» **REQUIREMENT**
From the records below, extract only the lines running from the line with "PR #1149, opened 2019-03-18" to the line with "- Desired design changes", both lines included, reproducing them exactly.
--- START ---
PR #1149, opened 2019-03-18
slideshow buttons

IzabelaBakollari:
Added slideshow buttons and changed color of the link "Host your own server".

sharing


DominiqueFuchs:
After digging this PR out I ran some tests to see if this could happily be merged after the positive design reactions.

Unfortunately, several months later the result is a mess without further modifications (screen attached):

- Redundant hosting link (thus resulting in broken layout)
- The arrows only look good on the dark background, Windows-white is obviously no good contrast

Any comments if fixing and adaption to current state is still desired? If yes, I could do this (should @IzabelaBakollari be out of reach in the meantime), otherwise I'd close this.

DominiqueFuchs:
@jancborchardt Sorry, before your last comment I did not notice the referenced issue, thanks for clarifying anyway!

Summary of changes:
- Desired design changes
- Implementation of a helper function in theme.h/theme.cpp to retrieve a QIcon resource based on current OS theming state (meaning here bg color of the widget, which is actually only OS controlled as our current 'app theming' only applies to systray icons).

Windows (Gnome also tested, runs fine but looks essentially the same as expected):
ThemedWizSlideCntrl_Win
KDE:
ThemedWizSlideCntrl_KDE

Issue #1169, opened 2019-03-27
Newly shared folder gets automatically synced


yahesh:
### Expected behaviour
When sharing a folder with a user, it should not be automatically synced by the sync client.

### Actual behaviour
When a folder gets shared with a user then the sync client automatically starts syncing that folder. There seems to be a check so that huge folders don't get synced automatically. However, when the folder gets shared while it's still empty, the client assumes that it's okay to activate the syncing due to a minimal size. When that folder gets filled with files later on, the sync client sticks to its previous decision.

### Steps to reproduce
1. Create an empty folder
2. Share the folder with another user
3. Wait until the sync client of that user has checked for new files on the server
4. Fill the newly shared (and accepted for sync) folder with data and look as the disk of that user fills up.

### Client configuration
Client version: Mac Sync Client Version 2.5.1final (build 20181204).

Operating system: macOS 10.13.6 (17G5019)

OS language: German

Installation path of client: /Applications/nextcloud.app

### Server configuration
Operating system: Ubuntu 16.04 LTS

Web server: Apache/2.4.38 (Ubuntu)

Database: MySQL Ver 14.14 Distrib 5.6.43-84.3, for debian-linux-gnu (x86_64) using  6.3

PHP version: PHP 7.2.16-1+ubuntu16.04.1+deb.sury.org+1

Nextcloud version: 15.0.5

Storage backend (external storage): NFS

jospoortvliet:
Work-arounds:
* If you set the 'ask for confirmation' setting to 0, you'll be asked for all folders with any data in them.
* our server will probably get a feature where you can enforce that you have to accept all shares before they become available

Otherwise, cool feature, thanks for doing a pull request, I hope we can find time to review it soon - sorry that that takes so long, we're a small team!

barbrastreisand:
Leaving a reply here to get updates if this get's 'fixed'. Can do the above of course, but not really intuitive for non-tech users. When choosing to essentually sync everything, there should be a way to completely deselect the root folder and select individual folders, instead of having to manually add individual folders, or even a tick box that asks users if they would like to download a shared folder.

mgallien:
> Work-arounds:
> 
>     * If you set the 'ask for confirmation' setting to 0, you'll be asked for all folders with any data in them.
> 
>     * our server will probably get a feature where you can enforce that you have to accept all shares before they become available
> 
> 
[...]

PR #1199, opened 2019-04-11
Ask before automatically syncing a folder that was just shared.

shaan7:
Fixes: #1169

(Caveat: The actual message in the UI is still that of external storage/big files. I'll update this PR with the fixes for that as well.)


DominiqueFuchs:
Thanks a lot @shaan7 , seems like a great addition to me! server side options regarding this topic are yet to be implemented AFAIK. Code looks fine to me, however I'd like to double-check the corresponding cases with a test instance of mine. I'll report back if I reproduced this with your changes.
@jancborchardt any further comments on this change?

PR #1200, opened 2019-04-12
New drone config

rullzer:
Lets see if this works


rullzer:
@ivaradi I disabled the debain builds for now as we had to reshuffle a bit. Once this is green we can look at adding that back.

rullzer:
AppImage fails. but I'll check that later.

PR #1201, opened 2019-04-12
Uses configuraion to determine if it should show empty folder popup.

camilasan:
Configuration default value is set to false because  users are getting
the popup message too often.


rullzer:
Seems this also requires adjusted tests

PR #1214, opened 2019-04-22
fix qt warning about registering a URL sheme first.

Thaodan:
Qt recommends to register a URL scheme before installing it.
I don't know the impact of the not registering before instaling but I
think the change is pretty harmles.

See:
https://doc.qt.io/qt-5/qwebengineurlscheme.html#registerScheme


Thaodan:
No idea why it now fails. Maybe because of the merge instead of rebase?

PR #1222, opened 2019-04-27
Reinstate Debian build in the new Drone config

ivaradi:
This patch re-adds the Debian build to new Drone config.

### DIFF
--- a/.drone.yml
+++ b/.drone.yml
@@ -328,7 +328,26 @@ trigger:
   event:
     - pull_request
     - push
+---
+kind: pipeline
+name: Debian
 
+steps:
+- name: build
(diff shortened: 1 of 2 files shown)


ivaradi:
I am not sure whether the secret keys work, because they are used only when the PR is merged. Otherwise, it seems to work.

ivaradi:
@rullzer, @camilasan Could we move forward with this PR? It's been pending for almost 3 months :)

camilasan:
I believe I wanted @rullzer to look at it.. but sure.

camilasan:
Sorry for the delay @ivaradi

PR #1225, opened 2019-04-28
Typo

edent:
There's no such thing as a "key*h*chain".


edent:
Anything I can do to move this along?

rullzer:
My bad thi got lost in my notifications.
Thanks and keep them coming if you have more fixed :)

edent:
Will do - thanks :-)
--- END ---
--- START ---
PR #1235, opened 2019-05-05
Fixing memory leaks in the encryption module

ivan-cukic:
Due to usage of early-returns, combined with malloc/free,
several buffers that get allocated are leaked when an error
--- END ---
--- START ---
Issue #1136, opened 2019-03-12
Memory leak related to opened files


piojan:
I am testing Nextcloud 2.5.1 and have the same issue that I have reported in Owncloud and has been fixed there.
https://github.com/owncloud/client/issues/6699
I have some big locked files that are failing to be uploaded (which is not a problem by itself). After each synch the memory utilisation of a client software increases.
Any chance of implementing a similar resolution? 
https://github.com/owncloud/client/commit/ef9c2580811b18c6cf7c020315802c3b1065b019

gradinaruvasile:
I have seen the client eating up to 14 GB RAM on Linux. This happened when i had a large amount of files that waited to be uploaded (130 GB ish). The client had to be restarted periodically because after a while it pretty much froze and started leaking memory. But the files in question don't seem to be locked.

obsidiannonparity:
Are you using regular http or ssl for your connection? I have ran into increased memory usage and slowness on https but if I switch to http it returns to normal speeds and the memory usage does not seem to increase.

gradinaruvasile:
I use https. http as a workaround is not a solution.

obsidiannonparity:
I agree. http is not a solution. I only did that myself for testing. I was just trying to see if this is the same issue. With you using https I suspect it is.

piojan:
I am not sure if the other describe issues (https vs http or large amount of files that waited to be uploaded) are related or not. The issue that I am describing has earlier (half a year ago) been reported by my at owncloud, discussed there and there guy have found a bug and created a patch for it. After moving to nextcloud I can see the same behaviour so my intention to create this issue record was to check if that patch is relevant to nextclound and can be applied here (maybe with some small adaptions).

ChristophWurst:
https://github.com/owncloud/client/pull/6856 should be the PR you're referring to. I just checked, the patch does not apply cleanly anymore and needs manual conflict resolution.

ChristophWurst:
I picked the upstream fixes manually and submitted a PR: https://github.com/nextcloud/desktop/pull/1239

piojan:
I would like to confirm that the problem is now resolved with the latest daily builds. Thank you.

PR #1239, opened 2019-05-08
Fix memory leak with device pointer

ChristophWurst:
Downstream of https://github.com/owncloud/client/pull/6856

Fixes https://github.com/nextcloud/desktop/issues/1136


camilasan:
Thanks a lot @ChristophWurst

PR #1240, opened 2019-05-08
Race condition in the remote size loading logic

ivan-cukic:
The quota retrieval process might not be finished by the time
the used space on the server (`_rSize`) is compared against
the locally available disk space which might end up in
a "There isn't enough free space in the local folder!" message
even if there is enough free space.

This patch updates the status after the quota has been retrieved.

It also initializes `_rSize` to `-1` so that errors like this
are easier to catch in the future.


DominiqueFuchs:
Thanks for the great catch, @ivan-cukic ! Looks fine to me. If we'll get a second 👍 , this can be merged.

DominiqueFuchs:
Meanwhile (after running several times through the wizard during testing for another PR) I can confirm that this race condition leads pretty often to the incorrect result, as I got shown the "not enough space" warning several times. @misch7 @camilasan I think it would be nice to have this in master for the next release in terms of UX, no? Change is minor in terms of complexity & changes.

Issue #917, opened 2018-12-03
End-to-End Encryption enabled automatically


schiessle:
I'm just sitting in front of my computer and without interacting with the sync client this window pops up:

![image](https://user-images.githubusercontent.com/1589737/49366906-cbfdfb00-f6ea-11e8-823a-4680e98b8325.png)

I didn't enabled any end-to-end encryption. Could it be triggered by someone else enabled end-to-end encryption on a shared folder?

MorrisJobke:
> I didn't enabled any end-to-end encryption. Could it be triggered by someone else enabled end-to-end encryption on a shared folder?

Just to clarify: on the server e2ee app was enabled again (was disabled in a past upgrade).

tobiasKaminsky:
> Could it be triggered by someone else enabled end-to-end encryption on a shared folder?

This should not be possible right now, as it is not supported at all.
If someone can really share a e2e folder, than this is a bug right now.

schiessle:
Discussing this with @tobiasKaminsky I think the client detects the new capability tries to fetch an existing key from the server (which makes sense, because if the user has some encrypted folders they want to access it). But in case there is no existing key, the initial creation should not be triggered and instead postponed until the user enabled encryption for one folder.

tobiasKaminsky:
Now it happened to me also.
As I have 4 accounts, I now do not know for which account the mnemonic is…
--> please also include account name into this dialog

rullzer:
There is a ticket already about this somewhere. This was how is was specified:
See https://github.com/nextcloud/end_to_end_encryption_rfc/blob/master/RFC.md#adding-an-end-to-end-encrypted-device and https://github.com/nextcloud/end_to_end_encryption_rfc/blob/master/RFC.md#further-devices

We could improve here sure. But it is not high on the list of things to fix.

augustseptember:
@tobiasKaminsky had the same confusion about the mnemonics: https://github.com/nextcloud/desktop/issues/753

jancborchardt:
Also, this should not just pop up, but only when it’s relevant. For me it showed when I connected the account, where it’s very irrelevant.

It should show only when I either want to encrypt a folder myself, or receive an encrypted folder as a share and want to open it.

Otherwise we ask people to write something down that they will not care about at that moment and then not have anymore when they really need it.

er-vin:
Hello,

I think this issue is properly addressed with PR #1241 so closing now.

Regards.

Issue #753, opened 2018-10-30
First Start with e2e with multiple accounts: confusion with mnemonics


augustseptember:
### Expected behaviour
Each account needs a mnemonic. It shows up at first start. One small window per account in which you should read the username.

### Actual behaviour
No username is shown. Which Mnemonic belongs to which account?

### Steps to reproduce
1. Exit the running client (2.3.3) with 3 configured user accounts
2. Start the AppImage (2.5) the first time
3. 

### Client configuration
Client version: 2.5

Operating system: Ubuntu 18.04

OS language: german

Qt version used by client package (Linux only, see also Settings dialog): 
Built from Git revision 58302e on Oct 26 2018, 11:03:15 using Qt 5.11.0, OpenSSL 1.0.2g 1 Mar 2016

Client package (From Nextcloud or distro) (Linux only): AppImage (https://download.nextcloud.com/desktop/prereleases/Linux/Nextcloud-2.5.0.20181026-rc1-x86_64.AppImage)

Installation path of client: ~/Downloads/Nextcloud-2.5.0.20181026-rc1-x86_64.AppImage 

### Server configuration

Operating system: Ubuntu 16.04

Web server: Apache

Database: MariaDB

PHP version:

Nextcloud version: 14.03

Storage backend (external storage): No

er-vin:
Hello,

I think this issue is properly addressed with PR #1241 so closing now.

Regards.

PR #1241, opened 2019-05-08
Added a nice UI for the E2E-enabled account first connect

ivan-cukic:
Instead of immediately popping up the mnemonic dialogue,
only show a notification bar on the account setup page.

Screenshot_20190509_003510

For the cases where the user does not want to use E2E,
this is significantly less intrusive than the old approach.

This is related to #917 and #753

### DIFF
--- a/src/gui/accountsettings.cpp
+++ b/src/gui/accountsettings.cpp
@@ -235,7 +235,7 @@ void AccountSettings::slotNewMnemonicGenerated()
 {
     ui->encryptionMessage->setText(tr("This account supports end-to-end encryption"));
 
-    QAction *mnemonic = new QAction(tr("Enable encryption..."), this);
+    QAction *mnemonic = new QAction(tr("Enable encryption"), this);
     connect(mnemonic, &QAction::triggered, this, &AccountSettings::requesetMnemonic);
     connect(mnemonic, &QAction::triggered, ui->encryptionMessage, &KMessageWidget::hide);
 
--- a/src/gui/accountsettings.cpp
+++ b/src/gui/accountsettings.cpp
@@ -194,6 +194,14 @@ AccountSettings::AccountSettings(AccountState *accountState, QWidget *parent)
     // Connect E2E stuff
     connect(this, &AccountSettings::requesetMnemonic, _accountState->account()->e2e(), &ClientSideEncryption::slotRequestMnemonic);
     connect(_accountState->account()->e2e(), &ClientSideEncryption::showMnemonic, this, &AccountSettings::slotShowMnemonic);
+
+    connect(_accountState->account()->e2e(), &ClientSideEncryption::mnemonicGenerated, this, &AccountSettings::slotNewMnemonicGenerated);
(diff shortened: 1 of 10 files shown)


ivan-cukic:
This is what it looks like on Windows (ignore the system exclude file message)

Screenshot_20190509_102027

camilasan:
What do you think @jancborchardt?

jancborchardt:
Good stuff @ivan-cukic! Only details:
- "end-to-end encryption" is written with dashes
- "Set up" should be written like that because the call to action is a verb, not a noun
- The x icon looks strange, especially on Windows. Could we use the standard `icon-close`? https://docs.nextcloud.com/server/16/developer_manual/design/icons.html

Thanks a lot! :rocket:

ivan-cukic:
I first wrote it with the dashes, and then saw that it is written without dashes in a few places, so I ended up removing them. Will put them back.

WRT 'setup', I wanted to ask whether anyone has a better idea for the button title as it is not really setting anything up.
--- END ---
» **WRITTEN ANSWER**
PR #1149, opened 2019-03-18
slideshow buttons

IzabelaBakollari:
Added slideshow buttons and changed color of the link "Host your own server".

sharing


DominiqueFuchs:
After digging this PR out I ran some tests to see if this could happily be merged after the positive design reactions.

Unfortunately, several months later the result is a mess without further modifications (screen attached):

- Redundant hosting link (thus resulting in broken layout)
- The arrows only look good on the dark background, Windows-white is obviously no good contrast

Any comments if fixing and adaption to current state is still desired? If yes, I could do this (should @IzabelaBakollari be out of reach in the meantime), otherwise I'd close this.

DominiqueFuchs:
@jancborchardt Sorry, before your last comment I did not notice the referenced issue, thanks for clarifying anyway!

Summary of changes:
- Desired design changes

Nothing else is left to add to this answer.